> _PROBLEM DETAILS_:
Please restate the entire listing verbatim.

> _DATA_:
PR #2261, opened 2022-08-19
LF-2592: hyphenate long crop names on crop catalogue

fsayyid:
Ticket: [LF-2592](https://lite-farm.atlassian.net/browse/LF-2592)

To test: 
- Go to the crop catalogue
- Add a crop with a long name
- See that the crop name breaks and hyphenates on the crop tile

### DIFF
--- a/packages/webapp/src/components/CropTile/styles.module.scss
+++ b/packages/webapp/src/components/CropTile/styles.module.scss
@@ -63,6 +63,10 @@
   font-weight: 600;
   font-size: 12px;
   line-height: 16px;
+  -webkit-hyphens: auto;
+  -moz-hyphens: auto;
+  hyphens: auto;
+  overflow-wrap: break-word;
 }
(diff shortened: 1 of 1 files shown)


seinnlee (changes requested):
It looks like on mobile, the long crop name on edit page is overflowing out of the screen. Can you also hyphenate in the edit crop plan component?

Also, shouldn't we hyphenate long crop names or variety names in the crop management page? Currently, it is using ellipsis (...) when viewed on mobile.

fsayyid:
@seinnlee the ellipses requirement for long crop names on the crop management page is from a different ticket, and I think it makes more sense in that case. https://lite-farm.atlassian.net/browse/F21-599

seinnlee (approved):
it lgtm!

Cali0707 (approved):
LGTM!

PR #2262, opened 2022-08-19
LF-2567: various issues on farm info page

fsayyid:
Ticket: [LF-2567](https://lite-farm.atlassian.net/browse/LF-2567)

To test: 
- Go to farm info page
- Enter a farm name longer than 255 characters
- Enter a phone number longer than 20 characters
- Should get inline error for both


Cali0707 (approved):
As the requirements for the phone number characters are out of scope, this looks good to me!

jagDhillon077 (approved):

PR #2264, opened 2022-08-19
Hotfix: sensor reading type route failing

seinnlee:
This PR fixes the issue where `sensor/:farm_id/reading_type` endpoint was not returning anything.

### DIFF
--- a/packages/api/src/routes/sensorRoute.js
+++ b/packages/api/src/routes/sensorRoute.js
@@ -45,7 +45,7 @@ router.get('/reading/farm/:farm_id', SensorController.getReadingsByFarmId);
 router.post('/reading/invalidate', SensorController.invalidateReadings);
 router.post('/unclaim', SensorController.retireSensor);
 router.get('/:location_id/reading_type', SensorController.getSensorReadingTypes);
-router.get('/:farm_id/reading_type', SensorController.getAllSensorReadingTypes);
+router.get('/farm/:farm_id/reading_type', SensorController.getAllSensorReadingTypes);
 router.get('/partner/:partner_id/brand_name', SensorController.getBrandName);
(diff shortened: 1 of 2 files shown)


packages/api/src/routes/sensorRoute.js
```diff
@@ -44,8 +44,8 @@ router.get('/:location_id/reading', SensorController.getAllReadingsByLocationId)
 router.get('/reading/farm/:farm_id', SensorController.getReadingsByFarmId);
 router.post('/reading/invalidate', SensorController.invalidateReadings);
 router.post('/unclaim', SensorController.retireSensor);
-router.get('/:location_id/reading_type', SensorController.getSensorReadingTypes);
 router.get('/:farm_id/reading_type', SensorController.getAllSensorReadingTypes);
+router.get('/:location_id/reading_type', SensorController.getSensorReadingTypes);
```
fsayyid, line 48: The issue is that we can't have two endpoints with the format `:id/reading_type` express isn't able to tell the difference. Please update to `/farm/:farm_id/reading_type` on both frontend and backend.

fsayyid (changes requested):

Cali0707:
@seinnlee if I'm understanding this properly, this PR just changes which endpoint will fail, correct?

packages/api/src/routes/sensorRoute.js
seinnlee: That makes sense. I updated the endpoint both front and backend.

seinnlee:
@Cali0707 Per @fsayyid's comment, I changed the endpoint so it's different from the other reading_type endpoint.

Cali0707 (approved):
LGTM!

fsayyid (approved):

PR #2265, opened 2022-08-22
Lf 2689 write cypress test for user invitation

MwayaB:


anant00729:
@Cali0707 checked the user invite flow. It looks good to me.

anant00729 (approved):

Cali0707 (commented):
@MwayaB I'm getting the following error when running the cypress tests. Any ideas?
```
Can't run because no spec files were found.

We searched for specs inside of this folder:

  > LiteFarm/packages/webapp/cypress/integration
```

Cali0707:
@MwayaB when I ran `pnpm install` I was able to get the correct version of cypress and the tests ran, however the `inviteUserFlow` spec seems to be failing. Is it supposed to fail currently?

PR #2267, opened 2022-08-23
LF-2658 task based pop up for adding a location

seinnlee:
Ticket [LF-2658](https://lite-farm.atlassian.net/browse/LF-2658)
Ticket [LF-2642](https://lite-farm.atlassian.net/browse/LF-2642)

To Test (for tasks):
1. Have a farm with no locations created.
2. Create a new task and there should be a popup.
4. Clicking "go back" will return the user to task creation flow.
5. Clicking "create location" will redirect the user to the farm map with "+" tab expanded.

To Test (for crops):
1. Create a new farm without adding any locations on the map.
2. Create a new crop plan and there should be a popup.
4. Clicking "go back" will return the user to crop plan creation flow.
5. Clicking "create location" will redirect the user to the farm map with "+" tab expanded.

Also, it is now refactored to use its own redux store instead of adding another value to the existing map filter store.


anant00729 (approved):
Worked for me.

jagDhillon077 (approved):
This works for me

PR #2268, opened 2022-08-23
Lf 2695 reconfigure nodemon for api package to support shared code

Cali0707:
This PR resolves https://lite-farm.atlassian.net/browse/LF-2695

There are two parts to this PR:
1. Is the developer tooling working?
2. Is the refactor of the sensor validation working?

To test part 1 of this PR:
1. Run both the webapp and the api
2. Make a change in the /shared package. The api should reload automatically, and if you are on a page which uses code from /shared in the webapp, that page should reload automatically as well (easiest way to verify this is to open the upload sensors modal and then modify something in the `parseSensorCsv` function in `shared/validation/sensorCSV.js`)

To test part 2 of this PR:
1. Try to upload an invalid csv file in english - you should get reasonable errors
2. Try again in another language - you should get reasonable errors
3. Try to upload a valid csv file in english - this should work (if the sensors are unclaimed)
4. Try to upload a valid csv file in another language - this should work (if the sensors are unclaimed)


fsayyid (approved):
This seems to be working on my end

anant00729 (changes requested):
Tested. it's not working on my end. Please check the screenshot
Screen Shot 2022-08-24 at 9 10 05 AM


Please use the following zip to test:
[test-sensors-multilanguage.zip](https://github.com/LiteFarmOrg/LiteFarm/files/9417753/test-sensors-multilanguage.zip)

fsayyid (changes requested):
When I upload an invalid csv, I'm not getting the text file on the frontend.

fsayyid:
Actually, I have only been able to create that issue once, and I think it was just because I manually messed with the database on my end earlier to change the user language. It seems to be working now that I set it back.

fsayyid (approved):

anant00729:
Test all the following scenarios. It looks good.

1. Empty file
2. Missing columns in different languages
3. Incorrect values
4. Too long of a file

anant00729 (approved):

> _WORKED SOLUTION_:
PR #2261, opened 2022-08-19
LF-2592: hyphenate long crop names on crop catalogue

fsayyid:
Ticket: [LF-2592](https://lite-farm.atlassian.net/browse/LF-2592)

To test: 
- Go to the crop catalogue
- Add a crop with a long name
- See that the crop name breaks and hyphenates on the crop tile

### DIFF
--- a/packages/webapp/src/components/CropTile/styles.module.scss
+++ b/packages/webapp/src/components/CropTile/styles.module.scss
@@ -63,6 +63,10 @@
   font-weight: 600;
   font-size: 12px;
   line-height: 16px;
+  -webkit-hyphens: auto;
+  -moz-hyphens: auto;
+  hyphens: auto;
+  overflow-wrap: break-word;
 }
(diff shortened: 1 of 1 files shown)


seinnlee (changes requested):
It looks like on mobile, the long crop name on edit page is overflowing out of the screen. Can you also hyphenate in the edit crop plan component?

Also, shouldn't we hyphenate long crop names or variety names in the crop management page? Currently, it is using ellipsis (...) when viewed on mobile.

fsayyid:
@seinnlee the ellipses requirement for long crop names on the crop management page is from a different ticket, and I think it makes more sense in that case. https://lite-farm.atlassian.net/browse/F21-599

seinnlee (approved):
it lgtm!

Cali0707 (approved):
LGTM!

PR #2262, opened 2022-08-19
LF-2567: various issues on farm info page

fsayyid:
Ticket: [LF-2567](https://lite-farm.atlassian.net/browse/LF-2567)

To test: 
- Go to farm info page
- Enter a farm name longer than 255 characters
- Enter a phone number longer than 20 characters
- Should get inline error for both


Cali0707 (approved):
As the requirements for the phone number characters are out of scope, this looks good to me!

jagDhillon077 (approved):

PR #2264, opened 2022-08-19
Hotfix: sensor reading type route failing

seinnlee:
This PR fixes the issue where `sensor/:farm_id/reading_type` endpoint was not returning anything.

### DIFF
--- a/packages/api/src/routes/sensorRoute.js
+++ b/packages/api/src/routes/sensorRoute.js
@@ -45,7 +45,7 @@ router.get('/reading/farm/:farm_id', SensorController.getReadingsByFarmId);
 router.post('/reading/invalidate', SensorController.invalidateReadings);
 router.post('/unclaim', SensorController.retireSensor);
 router.get('/:location_id/reading_type', SensorController.getSensorReadingTypes);
-router.get('/:farm_id/reading_type', SensorController.getAllSensorReadingTypes);
+router.get('/farm/:farm_id/reading_type', SensorController.getAllSensorReadingTypes);
 router.get('/partner/:partner_id/brand_name', SensorController.getBrandName);
(diff shortened: 1 of 2 files shown)


packages/api/src/routes/sensorRoute.js
```diff
@@ -44,8 +44,8 @@ router.get('/:location_id/reading', SensorController.getAllReadingsByLocationId)
 router.get('/reading/farm/:farm_id', SensorController.getReadingsByFarmId);
 router.post('/reading/invalidate', SensorController.invalidateReadings);
 router.post('/unclaim', SensorController.retireSensor);
-router.get('/:location_id/reading_type', SensorController.getSensorReadingTypes);
 router.get('/:farm_id/reading_type', SensorController.getAllSensorReadingTypes);
+router.get('/:location_id/reading_type', SensorController.getSensorReadingTypes);
```
fsayyid, line 48: The issue is that we can't have two endpoints with the format `:id/reading_type` express isn't able to tell the difference. Please update to `/farm/:farm_id/reading_type` on both frontend and backend.

fsayyid (changes requested):

Cali0707:
@seinnlee if I'm understanding this properly, this PR just changes which endpoint will fail, correct?

packages/api/src/routes/sensorRoute.js
seinnlee: That makes sense. I updated the endpoint both front and backend.

seinnlee:
@Cali0707 Per @fsayyid's comment, I changed the endpoint so it's different from the other reading_type endpoint.

Cali0707 (approved):
LGTM!

fsayyid (approved):

PR #2265, opened 2022-08-22
Lf 2689 write cypress test for user invitation

MwayaB:


anant00729:
@Cali0707 checked the user invite flow. It looks good to me.

anant00729 (approved):

Cali0707 (commented):
@MwayaB I'm getting the following error when running the cypress tests. Any ideas?
```
Can't run because no spec files were found.

We searched for specs inside of this folder:

  > LiteFarm/packages/webapp/cypress/integration
```

Cali0707:
@MwayaB when I ran `pnpm install` I was able to get the correct version of cypress and the tests ran, however the `inviteUserFlow` spec seems to be failing. Is it supposed to fail currently?

PR #2267, opened 2022-08-23
LF-2658 task based pop up for adding a location

seinnlee:
Ticket [LF-2658](https://lite-farm.atlassian.net/browse/LF-2658)
Ticket [LF-2642](https://lite-farm.atlassian.net/browse/LF-2642)

To Test (for tasks):
1. Have a farm with no locations created.
2. Create a new task and there should be a popup.
4. Clicking "go back" will return the user to task creation flow.
5. Clicking "create location" will redirect the user to the farm map with "+" tab expanded.

To Test (for crops):
1. Create a new farm without adding any locations on the map.
2. Create a new crop plan and there should be a popup.
4. Clicking "go back" will return the user to crop plan creation flow.
5. Clicking "create location" will redirect the user to the farm map with "+" tab expanded.

Also, it is now refactored to use its own redux store instead of adding another value to the existing map filter store.


anant00729 (approved):
Worked for me.

jagDhillon077 (approved):
This works for me

PR #2268, opened 2022-08-23
Lf 2695 reconfigure nodemon for api package to support shared code

Cali0707:
This PR resolves https://lite-farm.atlassian.net/browse/LF-2695

There are two parts to this PR:
1. Is the developer tooling working?
2. Is the refactor of the sensor validation working?

To test part 1 of this PR:
1. Run both the webapp and the api
2. Make a change in the /shared package. The api should reload automatically, and if you are on a page which uses code from /shared in the webapp, that page should reload automatically as well (easiest way to verify this is to open the upload sensors modal and then modify something in the `parseSensorCsv` function in `shared/validation/sensorCSV.js`)

To test part 2 of this PR:
1. Try to upload an invalid csv file in english - you should get reasonable errors
2. Try again in another language - you should get reasonable errors
3. Try to upload a valid csv file in english - this should work (if the sensors are unclaimed)
4. Try to upload a valid csv file in another language - this should work (if the sensors are unclaimed)


fsayyid (approved):
This seems to be working on my end

anant00729 (changes requested):
Tested. it's not working on my end. Please check the screenshot
Screen Shot 2022-08-24 at 9 10 05 AM


Please use the following zip to test:
[test-sensors-multilanguage.zip](https://github.com/LiteFarmOrg/LiteFarm/files/9417753/test-sensors-multilanguage.zip)

fsayyid (changes requested):
When I upload an invalid csv, I'm not getting the text file on the frontend.

fsayyid:
Actually, I have only been able to create that issue once, and I think it was just because I manually messed with the database on my end earlier to change the user language. It seems to be working now that I set it back.

fsayyid (approved):

anant00729:
Test all the following scenarios. It looks good.

1. Empty file
2. Missing columns in different languages
3. Incorrect values
4. Too long of a file

anant00729 (approved):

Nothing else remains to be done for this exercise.